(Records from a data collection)
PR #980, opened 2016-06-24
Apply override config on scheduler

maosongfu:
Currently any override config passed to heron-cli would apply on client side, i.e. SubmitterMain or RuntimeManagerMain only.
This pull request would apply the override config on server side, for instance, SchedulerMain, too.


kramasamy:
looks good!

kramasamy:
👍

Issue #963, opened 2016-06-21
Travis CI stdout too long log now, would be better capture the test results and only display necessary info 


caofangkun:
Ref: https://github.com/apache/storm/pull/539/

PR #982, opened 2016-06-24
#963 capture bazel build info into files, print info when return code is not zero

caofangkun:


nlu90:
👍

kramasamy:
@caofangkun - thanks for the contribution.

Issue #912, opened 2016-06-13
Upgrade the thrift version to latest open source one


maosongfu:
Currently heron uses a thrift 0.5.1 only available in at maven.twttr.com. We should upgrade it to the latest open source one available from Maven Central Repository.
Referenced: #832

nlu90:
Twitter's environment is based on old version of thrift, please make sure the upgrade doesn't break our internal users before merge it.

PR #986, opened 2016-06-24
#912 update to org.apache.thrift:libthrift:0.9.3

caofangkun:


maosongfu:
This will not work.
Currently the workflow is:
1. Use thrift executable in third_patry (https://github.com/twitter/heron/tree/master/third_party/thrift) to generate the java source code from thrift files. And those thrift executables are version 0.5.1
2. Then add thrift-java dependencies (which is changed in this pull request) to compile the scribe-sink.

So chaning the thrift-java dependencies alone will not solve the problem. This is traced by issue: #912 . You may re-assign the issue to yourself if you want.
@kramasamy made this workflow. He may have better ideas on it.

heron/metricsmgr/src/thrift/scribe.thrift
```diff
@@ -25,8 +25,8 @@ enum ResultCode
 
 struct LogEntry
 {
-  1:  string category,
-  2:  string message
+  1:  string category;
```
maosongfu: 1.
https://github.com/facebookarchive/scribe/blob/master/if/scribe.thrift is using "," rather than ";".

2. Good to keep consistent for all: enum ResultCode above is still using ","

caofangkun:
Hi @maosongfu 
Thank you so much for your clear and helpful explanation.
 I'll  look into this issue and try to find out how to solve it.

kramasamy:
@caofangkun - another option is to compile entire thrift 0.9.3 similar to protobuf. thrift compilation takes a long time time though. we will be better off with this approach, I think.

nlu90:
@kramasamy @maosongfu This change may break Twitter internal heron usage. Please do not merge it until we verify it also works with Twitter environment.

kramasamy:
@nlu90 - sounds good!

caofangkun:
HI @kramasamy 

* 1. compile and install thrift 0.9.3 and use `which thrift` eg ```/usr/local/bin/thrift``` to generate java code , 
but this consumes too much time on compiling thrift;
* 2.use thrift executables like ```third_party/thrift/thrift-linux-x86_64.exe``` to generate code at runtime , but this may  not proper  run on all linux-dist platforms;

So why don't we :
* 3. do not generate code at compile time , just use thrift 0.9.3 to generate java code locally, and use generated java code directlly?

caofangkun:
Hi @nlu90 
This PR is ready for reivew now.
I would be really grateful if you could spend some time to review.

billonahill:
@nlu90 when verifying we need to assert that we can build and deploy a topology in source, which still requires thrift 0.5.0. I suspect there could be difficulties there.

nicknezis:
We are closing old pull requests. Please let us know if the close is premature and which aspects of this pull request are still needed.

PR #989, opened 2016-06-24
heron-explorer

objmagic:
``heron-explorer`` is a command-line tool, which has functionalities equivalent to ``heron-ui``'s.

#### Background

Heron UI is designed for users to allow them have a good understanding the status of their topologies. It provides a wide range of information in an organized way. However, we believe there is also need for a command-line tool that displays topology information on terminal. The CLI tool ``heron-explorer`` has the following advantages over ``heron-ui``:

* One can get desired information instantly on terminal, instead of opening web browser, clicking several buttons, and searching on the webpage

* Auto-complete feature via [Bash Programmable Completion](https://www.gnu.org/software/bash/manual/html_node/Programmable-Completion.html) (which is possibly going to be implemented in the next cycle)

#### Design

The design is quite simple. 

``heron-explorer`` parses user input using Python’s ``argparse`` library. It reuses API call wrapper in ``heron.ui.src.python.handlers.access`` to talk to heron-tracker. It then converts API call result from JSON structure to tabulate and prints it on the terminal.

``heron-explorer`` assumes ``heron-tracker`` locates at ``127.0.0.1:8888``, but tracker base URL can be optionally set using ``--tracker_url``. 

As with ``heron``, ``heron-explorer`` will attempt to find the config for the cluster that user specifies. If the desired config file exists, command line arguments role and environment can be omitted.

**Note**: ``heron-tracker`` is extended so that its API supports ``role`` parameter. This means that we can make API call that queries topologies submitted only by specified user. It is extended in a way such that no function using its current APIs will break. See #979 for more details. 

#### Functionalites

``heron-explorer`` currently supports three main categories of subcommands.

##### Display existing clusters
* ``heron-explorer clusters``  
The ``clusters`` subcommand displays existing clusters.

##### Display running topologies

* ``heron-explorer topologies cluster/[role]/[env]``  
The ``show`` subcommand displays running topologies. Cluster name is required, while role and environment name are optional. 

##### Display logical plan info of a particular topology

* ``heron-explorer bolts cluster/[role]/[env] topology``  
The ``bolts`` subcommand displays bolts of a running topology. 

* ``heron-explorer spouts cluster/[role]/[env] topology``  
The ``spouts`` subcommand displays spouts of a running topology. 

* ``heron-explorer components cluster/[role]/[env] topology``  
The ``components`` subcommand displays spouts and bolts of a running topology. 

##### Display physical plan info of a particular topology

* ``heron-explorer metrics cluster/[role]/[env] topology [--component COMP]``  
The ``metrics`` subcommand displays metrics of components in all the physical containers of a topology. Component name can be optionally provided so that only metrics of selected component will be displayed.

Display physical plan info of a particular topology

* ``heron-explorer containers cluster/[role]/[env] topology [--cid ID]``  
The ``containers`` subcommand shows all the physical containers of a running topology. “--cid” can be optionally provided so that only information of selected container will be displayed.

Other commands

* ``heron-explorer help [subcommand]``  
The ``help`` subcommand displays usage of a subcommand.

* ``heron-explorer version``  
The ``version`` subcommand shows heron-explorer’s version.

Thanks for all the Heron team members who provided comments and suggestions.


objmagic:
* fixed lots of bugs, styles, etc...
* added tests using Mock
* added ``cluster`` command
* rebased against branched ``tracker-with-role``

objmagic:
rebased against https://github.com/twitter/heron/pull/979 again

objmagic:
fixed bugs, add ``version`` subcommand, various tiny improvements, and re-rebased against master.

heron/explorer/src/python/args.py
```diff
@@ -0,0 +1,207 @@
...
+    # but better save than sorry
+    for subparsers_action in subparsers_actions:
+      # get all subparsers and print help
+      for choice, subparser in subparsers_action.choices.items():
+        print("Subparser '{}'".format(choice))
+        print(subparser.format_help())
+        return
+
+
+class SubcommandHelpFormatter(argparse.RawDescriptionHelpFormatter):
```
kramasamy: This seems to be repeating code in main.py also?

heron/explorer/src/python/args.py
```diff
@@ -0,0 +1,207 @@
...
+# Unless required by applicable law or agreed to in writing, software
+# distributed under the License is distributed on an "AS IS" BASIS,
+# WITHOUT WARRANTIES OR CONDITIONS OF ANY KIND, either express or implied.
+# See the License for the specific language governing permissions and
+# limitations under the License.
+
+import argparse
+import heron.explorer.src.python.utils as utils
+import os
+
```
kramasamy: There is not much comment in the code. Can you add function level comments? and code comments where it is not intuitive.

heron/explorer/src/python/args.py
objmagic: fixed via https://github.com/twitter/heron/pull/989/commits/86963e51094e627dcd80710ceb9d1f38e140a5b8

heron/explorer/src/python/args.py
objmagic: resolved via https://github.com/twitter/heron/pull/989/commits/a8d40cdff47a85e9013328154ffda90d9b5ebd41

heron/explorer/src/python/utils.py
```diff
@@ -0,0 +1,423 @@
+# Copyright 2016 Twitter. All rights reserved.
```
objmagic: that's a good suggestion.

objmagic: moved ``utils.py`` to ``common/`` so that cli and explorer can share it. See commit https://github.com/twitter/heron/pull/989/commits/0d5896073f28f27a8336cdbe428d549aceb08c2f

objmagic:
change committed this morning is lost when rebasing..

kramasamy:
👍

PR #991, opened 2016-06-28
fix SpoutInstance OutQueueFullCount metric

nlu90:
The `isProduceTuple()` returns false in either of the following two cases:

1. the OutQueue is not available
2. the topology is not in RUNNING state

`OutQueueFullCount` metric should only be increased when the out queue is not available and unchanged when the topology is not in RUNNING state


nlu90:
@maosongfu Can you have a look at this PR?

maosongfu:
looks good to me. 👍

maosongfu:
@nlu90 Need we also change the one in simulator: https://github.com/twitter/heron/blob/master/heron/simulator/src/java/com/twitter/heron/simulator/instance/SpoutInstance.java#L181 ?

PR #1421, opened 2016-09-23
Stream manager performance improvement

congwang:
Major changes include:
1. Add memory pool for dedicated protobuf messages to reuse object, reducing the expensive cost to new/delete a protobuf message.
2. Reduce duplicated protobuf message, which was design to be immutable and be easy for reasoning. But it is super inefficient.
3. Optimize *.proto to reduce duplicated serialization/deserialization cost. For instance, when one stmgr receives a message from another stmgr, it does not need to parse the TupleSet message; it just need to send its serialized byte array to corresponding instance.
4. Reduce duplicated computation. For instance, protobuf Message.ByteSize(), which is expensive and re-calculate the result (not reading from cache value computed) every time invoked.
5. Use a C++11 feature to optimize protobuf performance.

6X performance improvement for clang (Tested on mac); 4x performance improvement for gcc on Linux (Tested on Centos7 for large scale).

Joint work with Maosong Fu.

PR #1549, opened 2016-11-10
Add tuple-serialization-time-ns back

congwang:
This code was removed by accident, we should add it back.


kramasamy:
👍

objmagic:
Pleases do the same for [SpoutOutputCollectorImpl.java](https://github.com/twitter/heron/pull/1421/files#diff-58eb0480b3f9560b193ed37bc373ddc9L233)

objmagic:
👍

...

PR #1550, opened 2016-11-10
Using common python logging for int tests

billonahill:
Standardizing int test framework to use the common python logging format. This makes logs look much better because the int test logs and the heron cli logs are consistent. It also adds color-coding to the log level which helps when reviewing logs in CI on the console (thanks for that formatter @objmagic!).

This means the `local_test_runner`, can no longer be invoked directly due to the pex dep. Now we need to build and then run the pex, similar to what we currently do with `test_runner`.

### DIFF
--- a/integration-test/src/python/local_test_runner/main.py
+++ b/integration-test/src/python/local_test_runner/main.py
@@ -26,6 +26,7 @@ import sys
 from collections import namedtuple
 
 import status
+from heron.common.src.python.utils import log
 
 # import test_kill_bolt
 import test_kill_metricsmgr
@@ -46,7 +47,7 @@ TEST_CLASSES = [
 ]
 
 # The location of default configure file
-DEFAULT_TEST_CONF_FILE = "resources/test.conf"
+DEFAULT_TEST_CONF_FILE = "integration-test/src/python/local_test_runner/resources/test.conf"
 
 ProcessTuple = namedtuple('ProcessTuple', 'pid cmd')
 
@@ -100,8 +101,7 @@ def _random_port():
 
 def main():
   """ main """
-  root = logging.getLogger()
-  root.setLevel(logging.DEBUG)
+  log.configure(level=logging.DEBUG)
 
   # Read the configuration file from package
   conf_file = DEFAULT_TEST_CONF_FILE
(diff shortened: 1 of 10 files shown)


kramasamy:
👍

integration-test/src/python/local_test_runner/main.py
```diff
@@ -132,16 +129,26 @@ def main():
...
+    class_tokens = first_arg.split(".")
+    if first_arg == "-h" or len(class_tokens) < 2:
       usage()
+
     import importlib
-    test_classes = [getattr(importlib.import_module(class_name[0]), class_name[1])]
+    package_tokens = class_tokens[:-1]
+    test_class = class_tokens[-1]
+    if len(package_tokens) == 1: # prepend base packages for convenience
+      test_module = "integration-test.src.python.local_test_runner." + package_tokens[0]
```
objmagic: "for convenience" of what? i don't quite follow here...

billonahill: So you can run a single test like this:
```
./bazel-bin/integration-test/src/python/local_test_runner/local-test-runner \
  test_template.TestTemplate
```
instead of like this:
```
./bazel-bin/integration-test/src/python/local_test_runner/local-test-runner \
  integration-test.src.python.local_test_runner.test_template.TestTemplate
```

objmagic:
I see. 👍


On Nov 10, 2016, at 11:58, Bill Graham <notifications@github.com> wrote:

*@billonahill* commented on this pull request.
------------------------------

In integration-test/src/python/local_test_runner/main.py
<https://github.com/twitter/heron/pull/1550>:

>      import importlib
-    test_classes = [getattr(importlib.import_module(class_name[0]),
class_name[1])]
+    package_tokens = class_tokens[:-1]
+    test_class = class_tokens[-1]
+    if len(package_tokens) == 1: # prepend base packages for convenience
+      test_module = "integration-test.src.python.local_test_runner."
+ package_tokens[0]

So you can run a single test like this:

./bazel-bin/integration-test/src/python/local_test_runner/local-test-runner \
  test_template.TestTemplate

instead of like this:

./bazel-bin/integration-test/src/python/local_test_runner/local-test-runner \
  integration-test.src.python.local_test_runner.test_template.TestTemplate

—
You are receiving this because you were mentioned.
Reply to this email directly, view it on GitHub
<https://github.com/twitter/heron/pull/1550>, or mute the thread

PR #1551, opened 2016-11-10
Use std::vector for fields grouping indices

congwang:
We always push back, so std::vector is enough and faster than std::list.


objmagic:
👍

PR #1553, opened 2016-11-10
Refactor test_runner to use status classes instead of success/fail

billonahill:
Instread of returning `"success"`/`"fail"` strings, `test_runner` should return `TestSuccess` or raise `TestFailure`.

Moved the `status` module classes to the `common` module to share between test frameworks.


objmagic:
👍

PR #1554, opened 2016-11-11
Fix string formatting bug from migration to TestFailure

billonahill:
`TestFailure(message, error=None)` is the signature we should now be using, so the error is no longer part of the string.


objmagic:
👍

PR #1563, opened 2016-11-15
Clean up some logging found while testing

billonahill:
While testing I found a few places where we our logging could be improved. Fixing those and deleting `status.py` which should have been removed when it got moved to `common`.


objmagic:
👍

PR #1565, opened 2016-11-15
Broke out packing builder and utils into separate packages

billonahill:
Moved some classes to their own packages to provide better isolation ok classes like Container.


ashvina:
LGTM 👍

### WORK INSTRUCTIONS
Output only an exact transcription of the lines above from the one with "Stream manager performance improvement" up to and including the one with "2. Reduce duplicated".

### TASK RESPONSE
Stream manager performance improvement

congwang:
Major changes include:
1. Add memory pool for dedicated protobuf messages to reuse object, reducing the expensive cost to new/delete a protobuf message.
2. Reduce duplicated protobuf message, which was design to be immutable and be easy for reasoning. But it is super inefficient.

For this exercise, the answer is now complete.